To do: In the listing below, the lines from the first through the one with "m.rules] && return true" are to be copied word for word.

Source records:
......
PR #199, opened 2022-05-24
extensive math correctly exposes compartment identifications

exaexa:
(originally #194, but rebase failed there and I'm quickfixing it here)

cc @paulflang

### DIFF
--- a/src/utils.jl
+++ b/src/utils.jl
@@ -216,7 +216,7 @@ Recursively determine if an SBML.Math expression occurs in another.
 """
 function Base.occursin(needle::SBML.Math, haystack::SBML.Math)
     if haystack isa Union{SBML.MathApply, SBML.MathLambda}
-        return any(occursin.(needle, haystack.args))
+        return any([occursin(needle, arg) for arg in haystack.args])
     else
         needle == haystack && return true
     end
@@ -233,8 +233,8 @@ Determine if the compartmint with id `c_id` has a size.
 """
 function hassize(c_id::String, m::SBML.Model)
     isnothing(m.compartments[c_id].size) || return true
-    c_id in [r.id for r in m.rules] && return true
-    any(occursin.(SBML.MathIdent(c_id), [r.math for r in m.rules if r isa SBML.AlgebraicRule])) && return true
+    c_id in [r.id for r in m.rules if r isa Union{SBML.AssignmentRule, SBML.RateRule}] && return true
+    any([occursin(SBML.MathIdent(c_id), r.math) for r in m.rules if r isa SBML.AlgebraicRule]) && return true
     false
 end
 
@@ -274,8 +274,9 @@ function extensive_kinetic_math(
         haskey(m.species, x.id) || return x
         sp = m.species[x.id]
         sp.only_substance_units && return x
-        m.compartments[sp.compartment].spatial_dimensions == 0 && return x
-        hassize(sp.compartment, m) || handle_empty_compartment_size(x.id)
+        c = m.compartments[sp.compartment]
+        hassize(sp.compartment, m) || c.spatial_dimensions == 0 || handle_empty_compartment_size(x.id)
+        c.spatial_dimensions == 0 && return x
         SBML.MathApply("/", [x, SBML.MathIdent(sp.compartment)])
     end
     conv(x::SBML.MathApply) = SBML.MathApply(x.fn, conv.(x.args))
--- a/src/utils.jl
+++ b/src/utils.jl
@@ -257,8 +257,7 @@ function extensive_kinetic_math(
         haskey(m.species, x.id) || return x
         sp = m.species[x.id]
         sp.only_substance_units && return x
-        # sz = m.compartments[sp.compartment].size
-        # isnothing(sz) && (sz = handle_empty_compartment_size(x.id))
+        m.compartments[sp.compartment].spatial_dimensions == 0 && return x
         hassize(sp.compartment, m) || handle_empty_compartment_size(x.id)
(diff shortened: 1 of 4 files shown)


src/utils.jl
```diff
@@ -205,6 +211,32 @@ initial_concentrations(
...
 )
 
+"""
+    isfreein(id::String, expr::SBML.Math)
+
+Determine if `id` is used and not bound (aka. free) in `expr`.
+"""
+isfreein(id::String, expr::SBML.Math) = interpret_math(
+    expr,
+    map_apply = any(rec.(x.body)),
```
paulflang, line 221: you sure this should not be `map_apply = x -> any(rec.(x.args...)),`?

src/utils.jl
```diff
@@ -205,6 +211,32 @@ initial_concentrations(
...
+    isboundbyrules(
+        id::String,
+        m::SBML.Model
+    )
+
+Determine if an identifier is defined or used by any Rules in the model.
+"""
+isboundbyrules(id::String, m::SBML.Model) =
+    any(r.id == id for r in m.rules if typeof(r) in [SBML.AssignmentRule, SBML.RateRule]) ||
+    any(isfreein(Ref(id), r.math for r in m.rules))
```
paulflang, line 239: I thought this needs to be `any(isfreein(Ref(id), r.math for r in m.rules if r isa SBML.AlgebraicRule))`. Cause if say a compartment appears on the rhs of an Assignment or RateRule it is not bound by that rule. Only if it appears on the lhs it is (which is exactly what is checked in the line above).

src/utils.jl
```diff
@@ -228,28 +260,35 @@ whatever units), you can specify that behavior by supplying
...
-        SBML.MathApply("/", [x, SBML.MathVal(sz)])
-    end
-    conv(x::SBML.MathApply) = SBML.MathApply(x.fn, conv.(x.args))
-    conv(x::SBML.Math) = x
-
-    conv(formula)
-end
+        isnothing(sz) &&
+            !isboundbyrules(sp.compartment, m) &&
+            (sz = handle_empty_compartment_size(x.id))
```
paulflang, line 282: In a case where the size is nothing and the compartment is not bound by rule we end up throwing an error here. However, before we do that, we should check whether `c.spatial_dimensions == 0`, in which case we set `sz = 1.` and don't need to throw an error, right?

src/utils.jl
```diff
@@ -228,28 +260,35 @@ whatever units), you can specify that behavior by supplying
...
+        isnothing(sz) && c.spatial_dimensions == 0 && (sz = 1.0)
```
paulflang, line 283: `sz` is not further used. IIUC we want to return the species without doing any division, i.e.: `isnothing(sz) && c.spatial_dimensions == 0 && return x`

test/loadmodels.jl
```diff
@@ -286,7 +295,14 @@ end
...
     @test subterm.args[1] == SBML.MathIdent("S1")
-    @test isapprox(subterm.args[2].val, 1.0)
+    @test subterm.args[2] == SBML.MathVal(1.0)
+
+    m = readSBML(joinpath(@__DIR__, "data", "sbml00140.xml"))
+
+    subterm = SBML.extensive_kinetic_math(m, m.reactions["reaction1"].kinetic_math).args[2]
+    @test subterm.fn == "/"
+    @test subterm.args[1] == SBML.MathIdent("S1")
+    @test subterm.args[2] == SBML.MathVal(5.0)
```
exaexa, line 305: @paulflang Now I'm at this -- the size gets substitued in there if it is available in compartment.size. Is this still desirable? If people are supposed to substitute for compartment variables themselves, I can remove the functionality altogether.

src/utils.jl
paulflang: I see @exaexa . I mean we never divide by a Float in extensive_kinetic_math. Either we divide by compartment.size or we return `species123` without division, which obviously is the same as dividing by 1.0.
But we only ignore compartment size if `isnothing(compartment.size) && !(compartment.spatial_dimensions == 0)`. However, in these cases `rateof(somethingElse) = somefunction ( compartment123 )` would have to use a `nothing` sized compartment and the whole simulation would fail there. And tbh, I think it should. A `nothing` sized compartment should not appear on the rhs of a Rate or AssignmentRule.

exaexa: Ah yes that probably corresponds to my other question below, I'd say it's cleared now if what I assumed there is right

src/utils.jl
```diff
@@ -228,28 +256,31 @@ whatever units), you can specify that behavior by supplying
...
-    end
-    conv(x::SBML.MathApply) = SBML.MathApply(x.fn, conv.(x.args))
-    conv(x::SBML.Math) = x
-
-    conv(formula)
-end
+        sz =
+            if !isboundbyrules(sp.compartment, m) &&
+               m.compartments[sp.compartment].spatial_dimensions == 0
+                # if the comparment ID isn't bound anywhere and it is a zero-dimensional compartment, default to 1.0
```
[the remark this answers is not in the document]
paulflang: > In addition to that, I still think that isboundbyrules should be

The reason why I think that is

- If a compartment appears on the rhs of a Assignment or RateRule, this does not bind its volume to anything. It's volume may well stay nothing. In that case, when the simulator uses the compartment id, we will get sth like `MethodError: no method matching /(::Float64, ::Nothing)`. But if the compartment size were zero dimensional, I would like to `sz = SBML.MathVal(1.0)  # or even && return x`.
- The problem you described (erroneously erased coupling) would not remain undetected. During simulation, we would get something like `MethodError: no method matching somefunction(::Nothing)`.

paulflang (approved):

PR #200, opened 2022-05-26
DocStringExtensions + some extra fixes

exaexa:
- `interpret_math` fix backported from #199 
- convert everything to DSE 0.9 because that can wrap long function definitions! (see https://github.com/JuliaDocs/DocStringExtensions.jl/pull/128# )

### DIFF
--- a/docs/make.jl
+++ b/docs/make.jl
@@ -11,11 +11,12 @@ makedocs(
     authors = "The developers of SBML.jl",
     linkcheck = !("skiplinks" in ARGS),
     pages = ["Home" => "index.md", "Reference" => "functions.md"],
+    strict = [:missing_docs, :cross_references],
 )
 
 deploydocs(
     repo = "github.com/LCSB-BioCore/SBML.jl.git",
     target = "build",
     branch = "gh-pages",
-    push_preview = true,
+    push_preview = false,
 )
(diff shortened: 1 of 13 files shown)


docs/make.jl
......
Output of the exercise:
PR #199, opened 2022-05-24
extensive math correctly exposes compartment identifications

exaexa:
(originally #194, but rebase failed there and I'm quickfixing it here)

cc @paulflang

### DIFF
--- a/src/utils.jl
+++ b/src/utils.jl
@@ -216,7 +216,7 @@ Recursively determine if an SBML.Math expression occurs in another.
 """
 function Base.occursin(needle::SBML.Math, haystack::SBML.Math)
     if haystack isa Union{SBML.MathApply, SBML.MathLambda}
-        return any(occursin.(needle, haystack.args))
+        return any([occursin(needle, arg) for arg in haystack.args])
     else
         needle == haystack && return true
     end
@@ -233,8 +233,8 @@ Determine if the compartmint with id `c_id` has a size.
 """
 function hassize(c_id::String, m::SBML.Model)
     isnothing(m.compartments[c_id].size) || return true
-    c_id in [r.id for r in m.rules] && return true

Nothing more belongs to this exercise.